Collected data
Start of Block

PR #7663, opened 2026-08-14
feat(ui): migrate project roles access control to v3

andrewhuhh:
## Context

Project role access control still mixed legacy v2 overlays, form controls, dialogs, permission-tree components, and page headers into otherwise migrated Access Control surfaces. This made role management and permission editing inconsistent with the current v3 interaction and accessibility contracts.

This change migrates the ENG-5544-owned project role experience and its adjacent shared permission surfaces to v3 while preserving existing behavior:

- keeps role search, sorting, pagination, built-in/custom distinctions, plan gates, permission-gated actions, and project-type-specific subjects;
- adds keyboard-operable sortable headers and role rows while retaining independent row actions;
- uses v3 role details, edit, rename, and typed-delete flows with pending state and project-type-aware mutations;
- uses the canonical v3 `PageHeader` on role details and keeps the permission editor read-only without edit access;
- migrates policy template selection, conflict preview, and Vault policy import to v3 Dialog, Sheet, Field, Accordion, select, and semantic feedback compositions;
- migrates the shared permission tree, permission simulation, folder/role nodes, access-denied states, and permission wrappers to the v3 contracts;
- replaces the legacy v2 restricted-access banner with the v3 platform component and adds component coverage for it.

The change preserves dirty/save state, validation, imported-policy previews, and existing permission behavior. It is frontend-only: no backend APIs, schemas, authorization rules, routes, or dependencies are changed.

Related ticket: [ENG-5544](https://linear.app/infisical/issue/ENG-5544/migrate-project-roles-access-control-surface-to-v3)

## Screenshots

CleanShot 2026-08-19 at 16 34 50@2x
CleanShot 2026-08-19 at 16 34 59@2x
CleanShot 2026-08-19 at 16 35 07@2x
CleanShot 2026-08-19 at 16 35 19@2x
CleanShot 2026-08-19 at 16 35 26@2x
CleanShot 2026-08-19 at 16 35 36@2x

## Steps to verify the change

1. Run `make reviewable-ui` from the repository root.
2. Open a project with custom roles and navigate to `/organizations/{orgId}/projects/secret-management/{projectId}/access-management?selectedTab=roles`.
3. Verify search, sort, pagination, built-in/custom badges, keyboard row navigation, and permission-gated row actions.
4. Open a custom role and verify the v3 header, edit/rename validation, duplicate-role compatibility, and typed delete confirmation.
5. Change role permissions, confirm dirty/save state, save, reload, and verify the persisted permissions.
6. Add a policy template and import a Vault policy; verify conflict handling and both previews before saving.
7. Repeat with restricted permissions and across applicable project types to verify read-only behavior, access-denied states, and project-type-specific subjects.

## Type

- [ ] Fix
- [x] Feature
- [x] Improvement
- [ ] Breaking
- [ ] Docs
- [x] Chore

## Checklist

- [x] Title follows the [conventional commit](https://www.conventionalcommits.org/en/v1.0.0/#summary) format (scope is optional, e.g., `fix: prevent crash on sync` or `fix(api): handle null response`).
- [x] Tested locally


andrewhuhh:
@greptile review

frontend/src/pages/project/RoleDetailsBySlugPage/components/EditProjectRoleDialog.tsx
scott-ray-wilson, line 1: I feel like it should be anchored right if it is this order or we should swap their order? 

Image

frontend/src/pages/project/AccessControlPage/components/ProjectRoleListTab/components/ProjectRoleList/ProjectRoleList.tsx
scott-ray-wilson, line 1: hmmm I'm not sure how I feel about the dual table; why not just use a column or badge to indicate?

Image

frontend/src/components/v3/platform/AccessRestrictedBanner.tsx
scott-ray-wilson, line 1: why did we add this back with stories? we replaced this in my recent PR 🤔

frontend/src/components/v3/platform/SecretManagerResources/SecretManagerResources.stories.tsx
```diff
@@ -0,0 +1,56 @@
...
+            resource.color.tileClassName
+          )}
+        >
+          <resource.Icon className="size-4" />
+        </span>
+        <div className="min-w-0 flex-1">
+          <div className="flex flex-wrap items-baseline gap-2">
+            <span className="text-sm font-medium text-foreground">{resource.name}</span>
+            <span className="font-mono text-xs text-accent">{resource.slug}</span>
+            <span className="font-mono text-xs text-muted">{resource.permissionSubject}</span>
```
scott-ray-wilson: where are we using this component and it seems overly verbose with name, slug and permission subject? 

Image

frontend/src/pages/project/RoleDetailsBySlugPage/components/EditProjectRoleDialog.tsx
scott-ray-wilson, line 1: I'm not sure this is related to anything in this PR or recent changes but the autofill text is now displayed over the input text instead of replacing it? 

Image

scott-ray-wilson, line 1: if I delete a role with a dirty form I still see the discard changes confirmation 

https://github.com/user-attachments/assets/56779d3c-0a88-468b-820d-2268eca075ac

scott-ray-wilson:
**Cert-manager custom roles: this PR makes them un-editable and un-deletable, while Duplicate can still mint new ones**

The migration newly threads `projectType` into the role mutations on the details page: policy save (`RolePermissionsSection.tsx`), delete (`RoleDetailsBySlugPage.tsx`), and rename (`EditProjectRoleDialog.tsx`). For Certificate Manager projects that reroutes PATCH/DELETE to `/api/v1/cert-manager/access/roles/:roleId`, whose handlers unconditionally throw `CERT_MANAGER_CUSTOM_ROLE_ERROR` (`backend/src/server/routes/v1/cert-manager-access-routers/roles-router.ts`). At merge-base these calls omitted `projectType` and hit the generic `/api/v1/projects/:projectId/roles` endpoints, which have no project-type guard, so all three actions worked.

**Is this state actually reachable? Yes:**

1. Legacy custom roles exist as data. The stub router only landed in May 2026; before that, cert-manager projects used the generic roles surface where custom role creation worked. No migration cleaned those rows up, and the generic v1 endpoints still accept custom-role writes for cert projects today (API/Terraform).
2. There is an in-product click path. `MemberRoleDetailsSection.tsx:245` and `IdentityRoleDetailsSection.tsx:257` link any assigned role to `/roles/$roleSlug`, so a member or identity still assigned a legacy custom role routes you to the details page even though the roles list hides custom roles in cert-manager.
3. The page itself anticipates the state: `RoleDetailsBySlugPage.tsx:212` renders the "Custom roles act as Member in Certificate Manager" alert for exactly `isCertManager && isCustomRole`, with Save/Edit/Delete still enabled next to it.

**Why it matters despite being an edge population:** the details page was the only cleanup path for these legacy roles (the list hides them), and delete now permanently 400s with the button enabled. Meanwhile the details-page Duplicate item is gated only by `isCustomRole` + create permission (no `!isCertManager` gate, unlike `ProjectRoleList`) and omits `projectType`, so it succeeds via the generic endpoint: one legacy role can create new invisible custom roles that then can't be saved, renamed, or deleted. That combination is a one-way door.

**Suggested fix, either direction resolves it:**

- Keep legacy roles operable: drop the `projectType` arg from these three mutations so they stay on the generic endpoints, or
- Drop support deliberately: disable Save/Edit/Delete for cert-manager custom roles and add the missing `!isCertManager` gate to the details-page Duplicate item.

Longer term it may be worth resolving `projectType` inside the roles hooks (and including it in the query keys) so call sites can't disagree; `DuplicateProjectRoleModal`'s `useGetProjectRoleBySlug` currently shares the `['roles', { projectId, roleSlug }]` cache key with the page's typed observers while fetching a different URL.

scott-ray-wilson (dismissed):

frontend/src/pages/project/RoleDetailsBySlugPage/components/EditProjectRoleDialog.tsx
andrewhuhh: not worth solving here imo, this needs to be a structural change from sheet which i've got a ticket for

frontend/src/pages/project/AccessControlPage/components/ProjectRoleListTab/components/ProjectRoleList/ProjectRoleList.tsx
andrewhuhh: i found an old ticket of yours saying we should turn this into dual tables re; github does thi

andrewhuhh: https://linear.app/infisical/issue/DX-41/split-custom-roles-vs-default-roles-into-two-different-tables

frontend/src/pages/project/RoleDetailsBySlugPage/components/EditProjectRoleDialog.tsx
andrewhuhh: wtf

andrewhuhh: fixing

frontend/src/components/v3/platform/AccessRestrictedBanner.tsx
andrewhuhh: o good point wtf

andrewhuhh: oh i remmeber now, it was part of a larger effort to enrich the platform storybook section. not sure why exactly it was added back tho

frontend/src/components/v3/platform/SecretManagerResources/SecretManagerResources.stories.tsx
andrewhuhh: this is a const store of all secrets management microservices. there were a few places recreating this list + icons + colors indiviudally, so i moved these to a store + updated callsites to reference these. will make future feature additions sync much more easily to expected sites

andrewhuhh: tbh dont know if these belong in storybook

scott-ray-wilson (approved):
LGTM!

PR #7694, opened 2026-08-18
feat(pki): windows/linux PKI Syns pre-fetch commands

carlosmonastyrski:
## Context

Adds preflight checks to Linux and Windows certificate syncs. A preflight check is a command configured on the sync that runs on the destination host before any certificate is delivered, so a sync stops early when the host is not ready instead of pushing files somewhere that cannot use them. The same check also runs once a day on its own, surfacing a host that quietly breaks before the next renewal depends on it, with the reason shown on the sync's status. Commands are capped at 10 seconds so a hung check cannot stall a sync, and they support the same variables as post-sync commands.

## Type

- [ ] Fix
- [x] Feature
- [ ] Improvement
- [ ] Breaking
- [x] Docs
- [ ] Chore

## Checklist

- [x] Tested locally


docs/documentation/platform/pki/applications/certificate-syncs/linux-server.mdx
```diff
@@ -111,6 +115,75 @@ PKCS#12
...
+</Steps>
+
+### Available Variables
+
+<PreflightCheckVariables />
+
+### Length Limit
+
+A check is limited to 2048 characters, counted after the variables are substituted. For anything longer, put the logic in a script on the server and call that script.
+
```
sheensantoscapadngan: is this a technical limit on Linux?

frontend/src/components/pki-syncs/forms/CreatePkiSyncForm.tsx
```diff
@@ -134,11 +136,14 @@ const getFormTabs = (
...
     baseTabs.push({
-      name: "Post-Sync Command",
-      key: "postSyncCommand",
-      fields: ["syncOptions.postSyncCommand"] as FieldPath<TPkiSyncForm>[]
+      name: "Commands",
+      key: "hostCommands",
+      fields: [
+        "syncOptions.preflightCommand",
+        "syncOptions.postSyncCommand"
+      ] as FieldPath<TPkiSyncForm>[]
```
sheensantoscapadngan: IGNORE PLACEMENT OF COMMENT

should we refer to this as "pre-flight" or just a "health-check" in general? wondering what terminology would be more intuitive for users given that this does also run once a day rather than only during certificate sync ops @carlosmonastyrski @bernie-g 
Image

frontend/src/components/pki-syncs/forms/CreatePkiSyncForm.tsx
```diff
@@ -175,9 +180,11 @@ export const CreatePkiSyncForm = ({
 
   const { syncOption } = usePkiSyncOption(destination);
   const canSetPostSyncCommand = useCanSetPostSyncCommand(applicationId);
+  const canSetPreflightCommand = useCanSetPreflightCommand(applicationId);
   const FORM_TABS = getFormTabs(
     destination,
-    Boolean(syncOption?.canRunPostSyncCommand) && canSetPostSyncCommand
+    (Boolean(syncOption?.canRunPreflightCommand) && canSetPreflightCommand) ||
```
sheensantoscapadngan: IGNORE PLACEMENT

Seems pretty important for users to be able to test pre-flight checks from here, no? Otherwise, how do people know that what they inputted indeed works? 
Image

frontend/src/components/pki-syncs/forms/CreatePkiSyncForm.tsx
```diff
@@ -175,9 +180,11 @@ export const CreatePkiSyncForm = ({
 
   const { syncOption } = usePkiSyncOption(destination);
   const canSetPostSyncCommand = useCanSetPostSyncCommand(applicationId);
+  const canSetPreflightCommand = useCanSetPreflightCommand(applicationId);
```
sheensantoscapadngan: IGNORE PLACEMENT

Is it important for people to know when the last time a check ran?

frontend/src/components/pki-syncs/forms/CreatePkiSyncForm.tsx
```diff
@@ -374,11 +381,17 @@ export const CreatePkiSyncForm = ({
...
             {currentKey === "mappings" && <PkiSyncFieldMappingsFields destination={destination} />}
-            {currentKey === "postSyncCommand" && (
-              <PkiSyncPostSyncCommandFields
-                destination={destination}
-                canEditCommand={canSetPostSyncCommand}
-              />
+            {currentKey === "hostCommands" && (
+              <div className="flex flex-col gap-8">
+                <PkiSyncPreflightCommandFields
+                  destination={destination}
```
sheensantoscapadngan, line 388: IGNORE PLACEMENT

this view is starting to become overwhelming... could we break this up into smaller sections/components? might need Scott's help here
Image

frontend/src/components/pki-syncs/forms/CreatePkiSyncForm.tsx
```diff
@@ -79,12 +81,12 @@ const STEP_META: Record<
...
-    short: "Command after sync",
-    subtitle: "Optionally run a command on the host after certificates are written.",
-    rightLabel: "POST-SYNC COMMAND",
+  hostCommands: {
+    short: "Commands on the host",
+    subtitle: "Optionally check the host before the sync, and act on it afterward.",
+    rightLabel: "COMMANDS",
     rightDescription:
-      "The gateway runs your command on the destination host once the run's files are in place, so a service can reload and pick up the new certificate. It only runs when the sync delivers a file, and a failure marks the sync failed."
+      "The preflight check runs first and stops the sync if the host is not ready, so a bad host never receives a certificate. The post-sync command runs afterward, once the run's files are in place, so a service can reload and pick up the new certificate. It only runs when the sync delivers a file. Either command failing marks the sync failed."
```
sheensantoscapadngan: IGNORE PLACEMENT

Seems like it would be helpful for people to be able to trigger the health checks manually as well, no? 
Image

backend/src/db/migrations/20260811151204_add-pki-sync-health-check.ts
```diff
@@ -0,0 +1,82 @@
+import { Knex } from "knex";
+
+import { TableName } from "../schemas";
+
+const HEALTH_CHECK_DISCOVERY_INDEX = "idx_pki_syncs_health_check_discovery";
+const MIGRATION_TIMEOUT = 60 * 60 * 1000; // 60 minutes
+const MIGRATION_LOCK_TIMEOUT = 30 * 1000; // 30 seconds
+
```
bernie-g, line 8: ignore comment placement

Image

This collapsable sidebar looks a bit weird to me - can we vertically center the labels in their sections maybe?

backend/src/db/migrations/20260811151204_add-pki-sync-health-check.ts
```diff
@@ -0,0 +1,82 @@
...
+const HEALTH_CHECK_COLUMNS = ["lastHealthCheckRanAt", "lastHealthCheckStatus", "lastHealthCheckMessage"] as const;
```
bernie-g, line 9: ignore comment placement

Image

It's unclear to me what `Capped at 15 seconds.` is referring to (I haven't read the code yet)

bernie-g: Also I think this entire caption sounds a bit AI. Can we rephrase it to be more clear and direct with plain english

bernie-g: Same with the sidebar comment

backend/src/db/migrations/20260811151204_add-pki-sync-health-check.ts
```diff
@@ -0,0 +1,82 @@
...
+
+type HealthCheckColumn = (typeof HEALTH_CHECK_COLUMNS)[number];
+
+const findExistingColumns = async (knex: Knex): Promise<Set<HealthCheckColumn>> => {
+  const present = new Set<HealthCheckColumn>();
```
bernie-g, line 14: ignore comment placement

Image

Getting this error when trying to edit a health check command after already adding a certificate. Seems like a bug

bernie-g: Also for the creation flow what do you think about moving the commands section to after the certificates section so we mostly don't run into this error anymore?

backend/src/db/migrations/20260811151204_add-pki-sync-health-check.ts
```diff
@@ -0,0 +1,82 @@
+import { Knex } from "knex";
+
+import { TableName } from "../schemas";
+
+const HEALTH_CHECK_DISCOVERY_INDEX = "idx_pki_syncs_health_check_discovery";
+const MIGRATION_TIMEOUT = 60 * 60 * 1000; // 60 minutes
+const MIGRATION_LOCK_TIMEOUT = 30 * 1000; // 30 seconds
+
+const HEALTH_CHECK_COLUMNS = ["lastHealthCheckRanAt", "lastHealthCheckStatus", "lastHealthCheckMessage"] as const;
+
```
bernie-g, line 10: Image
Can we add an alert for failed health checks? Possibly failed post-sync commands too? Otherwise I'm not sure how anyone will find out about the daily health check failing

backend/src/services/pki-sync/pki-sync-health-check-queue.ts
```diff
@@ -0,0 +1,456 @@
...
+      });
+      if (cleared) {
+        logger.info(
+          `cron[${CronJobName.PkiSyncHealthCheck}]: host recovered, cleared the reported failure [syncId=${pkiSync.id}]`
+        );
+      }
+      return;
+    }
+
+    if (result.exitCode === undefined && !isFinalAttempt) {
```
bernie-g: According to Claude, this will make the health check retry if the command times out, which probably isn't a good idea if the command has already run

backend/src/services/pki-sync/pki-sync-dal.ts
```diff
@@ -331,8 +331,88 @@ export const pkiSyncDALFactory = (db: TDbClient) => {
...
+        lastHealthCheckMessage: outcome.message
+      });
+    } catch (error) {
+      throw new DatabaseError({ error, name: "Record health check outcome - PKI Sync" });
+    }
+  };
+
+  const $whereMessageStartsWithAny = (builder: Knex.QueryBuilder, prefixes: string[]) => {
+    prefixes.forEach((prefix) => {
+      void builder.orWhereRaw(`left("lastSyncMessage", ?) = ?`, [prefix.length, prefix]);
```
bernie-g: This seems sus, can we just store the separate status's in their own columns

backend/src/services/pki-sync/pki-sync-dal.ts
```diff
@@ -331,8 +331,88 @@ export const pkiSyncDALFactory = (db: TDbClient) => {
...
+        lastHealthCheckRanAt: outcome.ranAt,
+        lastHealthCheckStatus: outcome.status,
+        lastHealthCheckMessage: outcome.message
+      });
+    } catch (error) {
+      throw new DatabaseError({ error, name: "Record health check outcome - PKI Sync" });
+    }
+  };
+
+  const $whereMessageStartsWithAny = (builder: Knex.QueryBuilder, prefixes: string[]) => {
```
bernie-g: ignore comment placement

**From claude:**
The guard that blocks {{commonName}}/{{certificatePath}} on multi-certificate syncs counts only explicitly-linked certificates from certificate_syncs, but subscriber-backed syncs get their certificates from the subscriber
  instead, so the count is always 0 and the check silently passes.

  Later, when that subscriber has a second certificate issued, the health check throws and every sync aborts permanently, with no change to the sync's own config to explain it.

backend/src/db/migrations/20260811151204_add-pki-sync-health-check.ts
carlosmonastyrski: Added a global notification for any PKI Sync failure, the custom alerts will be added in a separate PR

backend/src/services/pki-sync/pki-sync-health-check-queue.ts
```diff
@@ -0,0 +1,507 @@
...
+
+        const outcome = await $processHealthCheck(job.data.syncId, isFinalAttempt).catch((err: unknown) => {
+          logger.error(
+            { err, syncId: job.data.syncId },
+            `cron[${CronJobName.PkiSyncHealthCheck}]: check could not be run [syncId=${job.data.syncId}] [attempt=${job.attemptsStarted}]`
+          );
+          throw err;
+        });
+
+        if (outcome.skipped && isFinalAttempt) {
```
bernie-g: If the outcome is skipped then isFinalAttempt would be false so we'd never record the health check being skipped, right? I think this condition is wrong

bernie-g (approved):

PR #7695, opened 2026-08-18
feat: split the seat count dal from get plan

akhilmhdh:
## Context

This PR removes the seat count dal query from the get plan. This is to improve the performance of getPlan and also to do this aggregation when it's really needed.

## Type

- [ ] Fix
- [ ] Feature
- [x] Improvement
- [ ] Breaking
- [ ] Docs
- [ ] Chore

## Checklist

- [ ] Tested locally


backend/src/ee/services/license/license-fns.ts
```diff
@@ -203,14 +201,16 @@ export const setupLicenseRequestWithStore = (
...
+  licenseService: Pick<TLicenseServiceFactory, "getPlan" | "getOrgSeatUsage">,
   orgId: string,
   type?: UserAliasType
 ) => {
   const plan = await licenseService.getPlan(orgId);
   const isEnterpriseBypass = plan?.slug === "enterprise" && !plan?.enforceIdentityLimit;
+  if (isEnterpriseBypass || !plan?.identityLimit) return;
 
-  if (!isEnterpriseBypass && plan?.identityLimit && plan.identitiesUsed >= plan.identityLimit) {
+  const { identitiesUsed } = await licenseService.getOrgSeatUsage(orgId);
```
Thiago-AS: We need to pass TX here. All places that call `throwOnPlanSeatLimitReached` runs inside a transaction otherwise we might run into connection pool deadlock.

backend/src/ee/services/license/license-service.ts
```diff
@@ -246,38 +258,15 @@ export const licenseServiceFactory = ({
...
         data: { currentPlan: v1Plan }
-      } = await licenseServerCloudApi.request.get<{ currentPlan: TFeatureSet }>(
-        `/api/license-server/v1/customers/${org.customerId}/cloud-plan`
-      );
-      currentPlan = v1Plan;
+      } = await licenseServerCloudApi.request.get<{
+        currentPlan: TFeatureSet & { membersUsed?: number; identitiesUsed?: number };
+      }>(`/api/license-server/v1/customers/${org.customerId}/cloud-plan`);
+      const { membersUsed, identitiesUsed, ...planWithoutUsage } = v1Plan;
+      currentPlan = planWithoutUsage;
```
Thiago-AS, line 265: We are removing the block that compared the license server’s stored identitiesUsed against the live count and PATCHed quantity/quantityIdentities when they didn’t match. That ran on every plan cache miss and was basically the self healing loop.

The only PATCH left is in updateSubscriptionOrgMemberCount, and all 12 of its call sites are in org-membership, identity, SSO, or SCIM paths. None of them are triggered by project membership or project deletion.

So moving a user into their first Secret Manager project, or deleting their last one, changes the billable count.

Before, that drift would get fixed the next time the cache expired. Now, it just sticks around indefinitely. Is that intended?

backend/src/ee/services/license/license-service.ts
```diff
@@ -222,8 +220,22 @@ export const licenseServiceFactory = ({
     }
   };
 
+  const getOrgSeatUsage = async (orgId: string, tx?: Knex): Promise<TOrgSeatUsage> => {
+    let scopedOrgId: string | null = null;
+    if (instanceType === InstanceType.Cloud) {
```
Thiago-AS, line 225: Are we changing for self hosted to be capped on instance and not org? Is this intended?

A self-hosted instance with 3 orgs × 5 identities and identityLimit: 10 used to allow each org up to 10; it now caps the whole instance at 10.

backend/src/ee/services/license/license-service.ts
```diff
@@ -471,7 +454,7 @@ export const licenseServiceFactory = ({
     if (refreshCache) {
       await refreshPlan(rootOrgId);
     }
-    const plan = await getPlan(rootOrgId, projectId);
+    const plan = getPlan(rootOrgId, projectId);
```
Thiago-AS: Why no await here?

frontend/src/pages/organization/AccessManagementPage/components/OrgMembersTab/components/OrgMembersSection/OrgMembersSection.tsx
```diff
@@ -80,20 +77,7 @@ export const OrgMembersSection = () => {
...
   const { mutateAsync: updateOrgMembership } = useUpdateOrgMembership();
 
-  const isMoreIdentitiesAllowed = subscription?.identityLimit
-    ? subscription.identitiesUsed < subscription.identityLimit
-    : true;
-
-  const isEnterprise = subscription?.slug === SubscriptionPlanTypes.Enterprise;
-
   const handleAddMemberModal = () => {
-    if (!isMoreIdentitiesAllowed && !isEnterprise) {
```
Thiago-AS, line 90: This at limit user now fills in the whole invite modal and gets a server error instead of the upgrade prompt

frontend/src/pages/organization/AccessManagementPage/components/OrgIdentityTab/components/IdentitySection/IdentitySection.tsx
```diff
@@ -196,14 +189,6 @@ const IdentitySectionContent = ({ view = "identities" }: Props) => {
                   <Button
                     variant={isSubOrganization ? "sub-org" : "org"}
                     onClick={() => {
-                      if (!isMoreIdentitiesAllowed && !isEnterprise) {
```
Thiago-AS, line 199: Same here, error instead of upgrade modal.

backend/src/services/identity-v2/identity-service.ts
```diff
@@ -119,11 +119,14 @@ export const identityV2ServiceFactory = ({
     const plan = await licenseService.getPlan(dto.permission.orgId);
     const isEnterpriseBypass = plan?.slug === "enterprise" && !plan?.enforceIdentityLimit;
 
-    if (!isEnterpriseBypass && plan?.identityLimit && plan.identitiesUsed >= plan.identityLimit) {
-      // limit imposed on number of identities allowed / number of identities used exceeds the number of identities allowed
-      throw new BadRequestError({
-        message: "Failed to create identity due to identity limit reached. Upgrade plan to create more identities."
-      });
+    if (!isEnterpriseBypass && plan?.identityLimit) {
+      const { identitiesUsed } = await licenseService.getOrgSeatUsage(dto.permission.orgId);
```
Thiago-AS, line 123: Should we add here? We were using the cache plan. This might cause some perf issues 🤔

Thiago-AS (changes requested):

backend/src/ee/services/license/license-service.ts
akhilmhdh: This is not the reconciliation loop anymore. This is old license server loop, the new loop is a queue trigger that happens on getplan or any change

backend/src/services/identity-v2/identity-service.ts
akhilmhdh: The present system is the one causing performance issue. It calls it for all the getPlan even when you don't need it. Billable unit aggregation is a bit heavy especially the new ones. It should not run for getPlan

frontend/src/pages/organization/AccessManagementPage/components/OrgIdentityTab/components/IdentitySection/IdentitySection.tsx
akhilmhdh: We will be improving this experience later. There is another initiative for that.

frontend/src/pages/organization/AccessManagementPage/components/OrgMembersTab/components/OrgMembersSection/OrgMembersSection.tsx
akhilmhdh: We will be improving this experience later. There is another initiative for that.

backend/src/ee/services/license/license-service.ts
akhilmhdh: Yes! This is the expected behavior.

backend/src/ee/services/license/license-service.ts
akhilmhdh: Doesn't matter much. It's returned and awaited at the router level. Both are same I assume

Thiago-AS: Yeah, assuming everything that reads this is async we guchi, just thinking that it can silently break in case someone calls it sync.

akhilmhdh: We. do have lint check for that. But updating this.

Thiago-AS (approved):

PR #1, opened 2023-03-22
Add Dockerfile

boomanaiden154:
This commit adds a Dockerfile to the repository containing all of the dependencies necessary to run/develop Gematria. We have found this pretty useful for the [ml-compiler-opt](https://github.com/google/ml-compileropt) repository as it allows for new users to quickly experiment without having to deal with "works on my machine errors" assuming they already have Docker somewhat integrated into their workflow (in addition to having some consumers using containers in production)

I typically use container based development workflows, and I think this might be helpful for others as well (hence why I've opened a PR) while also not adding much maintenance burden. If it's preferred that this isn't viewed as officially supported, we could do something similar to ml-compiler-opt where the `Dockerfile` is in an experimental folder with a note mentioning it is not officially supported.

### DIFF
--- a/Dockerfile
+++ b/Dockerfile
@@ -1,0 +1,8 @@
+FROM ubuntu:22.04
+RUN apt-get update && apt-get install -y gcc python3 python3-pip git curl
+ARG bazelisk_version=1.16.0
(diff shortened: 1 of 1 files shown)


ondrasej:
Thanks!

End of Block

### DIRECTIONS:
Reproduce only this range: the first line of the data above through the line with "- replaces the", both included, exactly as written.

### EXERCISE RESPONSE:
PR #7663, opened 2026-08-14
feat(ui): migrate project roles access control to v3

andrewhuhh:
## Context

Project role access control still mixed legacy v2 overlays, form controls, dialogs, permission-tree components, and page headers into otherwise migrated Access Control surfaces. This made role management and permission editing inconsistent with the current v3 interaction and accessibility contracts.

This change migrates the ENG-5544-owned project role experience and its adjacent shared permission surfaces to v3 while preserving existing behavior:

- keeps role search, sorting, pagination, built-in/custom distinctions, plan gates, permission-gated actions, and project-type-specific subjects;
- adds keyboard-operable sortable headers and role rows while retaining independent row actions;
- uses v3 role details, edit, rename, and typed-delete flows with pending state and project-type-aware mutations;
- uses the canonical v3 `PageHeader` on role details and keeps the permission editor read-only without edit access;
- migrates policy template selection, conflict preview, and Vault policy import to v3 Dialog, Sheet, Field, Accordion, select, and semantic feedback compositions;
- migrates the shared permission tree, permission simulation, folder/role nodes, access-denied states, and permission wrappers to the v3 contracts;
- replaces the legacy v2 restricted-access banner with the v3 platform component and adds component coverage for it.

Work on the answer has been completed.